» TASK TO CARRY OUT: All of the data below should be written out exactly.

Stored data entries
★ ★ ★ ★ ★

PR #541, opened 2021-05-05
Update UserProfile

Fuzznimp:
## Description

This PR aims at adding the base for `UserProfile` update.

Validation are not done in this one, as they need to be discussed Friday during the sprint planning refinement. 

I tried to add the `disabled` attribute set to `true` when the state is loading (to prevent the user starting to input while the data is loading), but the HTML attribute is not set by `react-aria`. I will make a task regarding this.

★ ★ ★ ★ ★

» ANSWER TO THIS TASK:
PR #541, opened 2021-05-05
Update UserProfile

Fuzznimp:
## Description

This PR aims at adding the base for `UserProfile` update.

Validation are not done in this one, as they need to be discussed Friday during the sprint planning refinement. 

I tried to add the `disabled` attribute set to `true` when the state is loading (to prevent the user starting to input while the data is loading), but the HTML attribute is not set by `react-aria`. I will make a task regarding this.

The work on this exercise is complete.